• Material provided:
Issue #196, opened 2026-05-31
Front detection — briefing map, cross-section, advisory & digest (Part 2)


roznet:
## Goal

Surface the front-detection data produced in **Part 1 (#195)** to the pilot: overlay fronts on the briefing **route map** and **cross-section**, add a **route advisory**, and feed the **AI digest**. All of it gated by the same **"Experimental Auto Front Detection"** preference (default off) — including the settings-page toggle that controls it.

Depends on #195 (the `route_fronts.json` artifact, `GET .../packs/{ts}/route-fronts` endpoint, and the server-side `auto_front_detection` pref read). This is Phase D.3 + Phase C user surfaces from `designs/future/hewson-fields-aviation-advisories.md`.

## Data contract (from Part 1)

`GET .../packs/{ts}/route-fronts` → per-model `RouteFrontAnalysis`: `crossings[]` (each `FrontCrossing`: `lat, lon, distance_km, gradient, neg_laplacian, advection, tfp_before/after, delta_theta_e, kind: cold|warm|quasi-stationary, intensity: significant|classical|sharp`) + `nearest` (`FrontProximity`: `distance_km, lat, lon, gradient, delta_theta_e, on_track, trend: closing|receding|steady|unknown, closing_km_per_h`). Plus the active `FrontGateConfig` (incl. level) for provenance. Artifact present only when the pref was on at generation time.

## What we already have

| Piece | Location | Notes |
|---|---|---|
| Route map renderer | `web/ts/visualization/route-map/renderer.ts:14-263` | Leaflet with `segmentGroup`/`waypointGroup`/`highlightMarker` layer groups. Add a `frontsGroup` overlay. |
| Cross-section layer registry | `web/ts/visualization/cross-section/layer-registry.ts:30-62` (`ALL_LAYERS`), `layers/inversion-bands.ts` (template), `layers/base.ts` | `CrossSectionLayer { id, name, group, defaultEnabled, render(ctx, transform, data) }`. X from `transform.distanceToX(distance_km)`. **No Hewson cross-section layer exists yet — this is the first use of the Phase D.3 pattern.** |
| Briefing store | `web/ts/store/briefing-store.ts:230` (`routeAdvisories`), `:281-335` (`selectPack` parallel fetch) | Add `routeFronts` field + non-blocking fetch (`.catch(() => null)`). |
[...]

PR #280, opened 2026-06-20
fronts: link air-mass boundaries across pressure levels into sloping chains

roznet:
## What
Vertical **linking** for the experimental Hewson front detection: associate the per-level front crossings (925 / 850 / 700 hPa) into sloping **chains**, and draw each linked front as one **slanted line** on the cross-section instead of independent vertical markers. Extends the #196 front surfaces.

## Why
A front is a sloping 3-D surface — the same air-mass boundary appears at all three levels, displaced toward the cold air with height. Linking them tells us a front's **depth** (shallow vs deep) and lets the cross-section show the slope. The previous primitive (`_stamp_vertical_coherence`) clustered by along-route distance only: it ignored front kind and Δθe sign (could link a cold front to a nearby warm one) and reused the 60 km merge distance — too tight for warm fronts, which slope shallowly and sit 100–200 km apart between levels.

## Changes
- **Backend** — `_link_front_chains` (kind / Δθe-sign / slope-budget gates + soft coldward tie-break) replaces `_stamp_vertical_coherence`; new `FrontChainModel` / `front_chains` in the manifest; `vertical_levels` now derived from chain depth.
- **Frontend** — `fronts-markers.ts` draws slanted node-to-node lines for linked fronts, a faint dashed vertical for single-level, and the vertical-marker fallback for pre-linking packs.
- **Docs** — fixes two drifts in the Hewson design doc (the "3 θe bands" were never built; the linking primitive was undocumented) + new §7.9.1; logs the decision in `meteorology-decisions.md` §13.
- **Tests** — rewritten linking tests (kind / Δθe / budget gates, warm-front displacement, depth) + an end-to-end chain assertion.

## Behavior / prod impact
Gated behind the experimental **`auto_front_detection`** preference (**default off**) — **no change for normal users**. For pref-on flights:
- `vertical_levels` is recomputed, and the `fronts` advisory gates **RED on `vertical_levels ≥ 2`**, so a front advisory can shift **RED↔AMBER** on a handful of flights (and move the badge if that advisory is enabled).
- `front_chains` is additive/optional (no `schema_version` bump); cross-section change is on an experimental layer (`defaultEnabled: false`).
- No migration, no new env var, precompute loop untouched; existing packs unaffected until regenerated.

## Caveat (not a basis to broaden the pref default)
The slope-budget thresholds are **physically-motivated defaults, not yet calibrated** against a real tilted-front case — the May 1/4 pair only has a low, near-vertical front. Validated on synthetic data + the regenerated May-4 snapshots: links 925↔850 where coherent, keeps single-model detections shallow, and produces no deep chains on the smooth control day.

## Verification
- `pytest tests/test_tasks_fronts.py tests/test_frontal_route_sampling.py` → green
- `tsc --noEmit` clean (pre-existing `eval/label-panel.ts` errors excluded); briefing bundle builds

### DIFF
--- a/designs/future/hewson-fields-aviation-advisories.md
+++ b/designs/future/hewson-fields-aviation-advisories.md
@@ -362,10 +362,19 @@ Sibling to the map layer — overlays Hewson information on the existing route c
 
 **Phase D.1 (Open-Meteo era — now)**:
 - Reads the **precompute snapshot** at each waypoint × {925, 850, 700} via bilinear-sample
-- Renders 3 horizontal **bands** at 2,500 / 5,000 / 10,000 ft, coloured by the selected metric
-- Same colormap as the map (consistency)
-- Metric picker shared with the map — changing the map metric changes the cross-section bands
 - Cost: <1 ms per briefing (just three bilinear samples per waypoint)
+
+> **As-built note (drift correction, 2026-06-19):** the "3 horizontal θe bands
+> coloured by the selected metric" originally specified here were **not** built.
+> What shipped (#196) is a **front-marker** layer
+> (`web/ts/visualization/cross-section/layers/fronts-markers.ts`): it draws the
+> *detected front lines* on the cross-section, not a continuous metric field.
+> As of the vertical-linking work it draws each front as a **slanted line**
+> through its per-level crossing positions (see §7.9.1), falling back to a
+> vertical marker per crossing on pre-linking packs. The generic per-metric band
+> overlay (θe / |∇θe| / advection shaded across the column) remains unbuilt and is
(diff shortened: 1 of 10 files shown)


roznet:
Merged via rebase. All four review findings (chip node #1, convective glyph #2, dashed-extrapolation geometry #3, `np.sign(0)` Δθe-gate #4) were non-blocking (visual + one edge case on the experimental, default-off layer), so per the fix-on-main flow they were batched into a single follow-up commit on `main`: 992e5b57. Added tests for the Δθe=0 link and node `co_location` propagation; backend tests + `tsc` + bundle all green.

• Try it:
Write out the material above exactly, please, from its first line up to and including the line where "Surface the front-detection" appears, and stop there.

• Solution for this problem:
Issue #196, opened 2026-05-31
Front detection — briefing map, cross-section, advisory & digest (Part 2)


roznet:
## Goal

Surface the front-detection data produced in **Part 1 (#195)** to the pilot: overlay fronts on the briefing **route map** and **cross-section**, add a **route advisory**, and feed the **AI digest**. All of it gated by the same **"Experimental Auto Front Detection"** preference (default off) — including the settings-page toggle that controls it.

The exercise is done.